▶ Exercise objective: Take the data below and filter it for lines containing the word "would"; show each line found.
─── Input records
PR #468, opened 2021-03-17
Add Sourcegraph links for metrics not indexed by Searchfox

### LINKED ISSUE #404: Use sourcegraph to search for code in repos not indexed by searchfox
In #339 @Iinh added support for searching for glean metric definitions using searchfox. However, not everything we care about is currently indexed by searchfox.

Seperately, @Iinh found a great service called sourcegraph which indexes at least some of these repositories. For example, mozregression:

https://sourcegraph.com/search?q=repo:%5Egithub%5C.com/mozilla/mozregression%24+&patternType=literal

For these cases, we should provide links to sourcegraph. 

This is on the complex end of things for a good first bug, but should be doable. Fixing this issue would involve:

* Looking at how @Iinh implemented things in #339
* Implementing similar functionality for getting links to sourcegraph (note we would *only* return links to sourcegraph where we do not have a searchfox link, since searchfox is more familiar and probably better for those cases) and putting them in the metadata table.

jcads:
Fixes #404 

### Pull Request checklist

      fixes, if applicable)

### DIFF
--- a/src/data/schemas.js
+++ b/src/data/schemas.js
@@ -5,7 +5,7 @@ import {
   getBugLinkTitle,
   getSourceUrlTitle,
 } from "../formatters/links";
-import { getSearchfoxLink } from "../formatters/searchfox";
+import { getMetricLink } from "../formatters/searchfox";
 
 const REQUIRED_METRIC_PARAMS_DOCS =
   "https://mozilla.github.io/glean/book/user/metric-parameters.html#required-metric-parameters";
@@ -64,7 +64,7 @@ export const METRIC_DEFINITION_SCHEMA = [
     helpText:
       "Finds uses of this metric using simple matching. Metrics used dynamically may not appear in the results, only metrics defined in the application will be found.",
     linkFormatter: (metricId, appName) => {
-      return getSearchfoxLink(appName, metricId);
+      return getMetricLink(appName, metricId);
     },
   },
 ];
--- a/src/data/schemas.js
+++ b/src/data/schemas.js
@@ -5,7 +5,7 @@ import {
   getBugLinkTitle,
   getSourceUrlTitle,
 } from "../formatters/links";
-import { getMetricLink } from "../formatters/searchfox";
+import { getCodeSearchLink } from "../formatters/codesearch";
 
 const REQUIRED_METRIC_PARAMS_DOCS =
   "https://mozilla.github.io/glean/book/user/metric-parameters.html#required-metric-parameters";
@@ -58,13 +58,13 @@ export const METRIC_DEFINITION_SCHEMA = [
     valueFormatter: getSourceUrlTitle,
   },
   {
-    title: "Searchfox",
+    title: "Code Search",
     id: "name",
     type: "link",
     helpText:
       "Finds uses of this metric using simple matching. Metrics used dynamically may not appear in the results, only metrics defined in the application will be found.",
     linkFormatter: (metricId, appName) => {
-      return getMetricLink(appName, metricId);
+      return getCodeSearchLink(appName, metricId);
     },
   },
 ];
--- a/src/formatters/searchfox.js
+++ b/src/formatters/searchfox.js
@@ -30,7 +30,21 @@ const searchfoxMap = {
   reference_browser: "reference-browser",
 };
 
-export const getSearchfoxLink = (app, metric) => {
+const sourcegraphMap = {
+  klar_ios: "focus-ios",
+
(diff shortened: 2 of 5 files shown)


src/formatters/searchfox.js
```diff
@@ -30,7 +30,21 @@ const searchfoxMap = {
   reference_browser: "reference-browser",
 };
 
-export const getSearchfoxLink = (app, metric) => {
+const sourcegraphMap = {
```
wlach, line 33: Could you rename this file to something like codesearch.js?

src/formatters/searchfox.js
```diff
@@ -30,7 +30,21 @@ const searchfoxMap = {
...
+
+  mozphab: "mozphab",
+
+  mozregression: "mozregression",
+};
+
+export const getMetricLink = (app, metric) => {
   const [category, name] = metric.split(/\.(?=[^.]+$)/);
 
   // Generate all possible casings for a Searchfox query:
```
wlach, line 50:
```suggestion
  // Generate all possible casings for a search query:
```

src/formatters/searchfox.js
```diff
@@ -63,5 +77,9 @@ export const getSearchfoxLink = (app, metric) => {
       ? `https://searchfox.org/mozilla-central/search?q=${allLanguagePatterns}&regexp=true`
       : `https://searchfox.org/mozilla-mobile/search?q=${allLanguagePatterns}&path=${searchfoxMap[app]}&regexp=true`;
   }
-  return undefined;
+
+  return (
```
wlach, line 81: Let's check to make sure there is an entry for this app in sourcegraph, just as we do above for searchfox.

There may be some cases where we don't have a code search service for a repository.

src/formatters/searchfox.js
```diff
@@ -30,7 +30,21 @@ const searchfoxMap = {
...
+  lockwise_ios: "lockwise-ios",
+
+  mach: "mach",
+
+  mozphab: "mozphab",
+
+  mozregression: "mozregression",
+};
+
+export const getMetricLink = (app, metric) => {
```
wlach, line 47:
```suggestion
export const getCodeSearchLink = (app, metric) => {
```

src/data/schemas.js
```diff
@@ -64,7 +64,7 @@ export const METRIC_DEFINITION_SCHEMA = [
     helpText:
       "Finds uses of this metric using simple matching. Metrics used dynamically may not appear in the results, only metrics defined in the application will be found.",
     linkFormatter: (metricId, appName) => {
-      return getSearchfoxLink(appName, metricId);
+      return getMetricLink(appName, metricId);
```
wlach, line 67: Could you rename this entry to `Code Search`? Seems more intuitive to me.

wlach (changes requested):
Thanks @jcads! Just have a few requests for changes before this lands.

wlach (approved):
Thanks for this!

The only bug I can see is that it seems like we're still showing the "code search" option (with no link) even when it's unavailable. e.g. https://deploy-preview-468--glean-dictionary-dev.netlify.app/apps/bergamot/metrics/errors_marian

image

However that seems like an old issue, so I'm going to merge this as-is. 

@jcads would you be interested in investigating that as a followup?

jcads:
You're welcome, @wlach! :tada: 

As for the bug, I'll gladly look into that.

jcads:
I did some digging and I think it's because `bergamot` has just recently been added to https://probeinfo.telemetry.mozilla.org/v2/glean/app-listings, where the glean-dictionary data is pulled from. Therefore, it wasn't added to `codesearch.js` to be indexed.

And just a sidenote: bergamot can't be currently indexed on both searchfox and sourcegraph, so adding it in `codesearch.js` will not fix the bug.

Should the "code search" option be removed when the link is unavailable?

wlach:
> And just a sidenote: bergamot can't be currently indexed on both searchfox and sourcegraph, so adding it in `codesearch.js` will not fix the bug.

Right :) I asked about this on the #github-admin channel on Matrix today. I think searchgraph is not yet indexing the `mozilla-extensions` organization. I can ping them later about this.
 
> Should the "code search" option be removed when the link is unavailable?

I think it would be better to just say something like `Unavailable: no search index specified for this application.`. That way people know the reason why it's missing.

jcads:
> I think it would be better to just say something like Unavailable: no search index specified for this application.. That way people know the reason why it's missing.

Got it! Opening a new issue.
──────
▶ Response below:
This is on the complex end of things for a good first bug, but should be doable. Fixing this issue would involve:
* Implementing similar functionality for getting links to sourcegraph (note we would *only* return links to sourcegraph where we do not have a searchfox link, since searchfox is more familiar and probably better for those cases) and putting them in the metadata table.
@jcads would you be interested in investigating that as a followup?
I think it would be better to just say something like `Unavailable: no search index specified for this application.`. That way people know the reason why it's missing.
> I think it would be better to just say something like Unavailable: no search index specified for this application.. That way people know the reason why it's missing.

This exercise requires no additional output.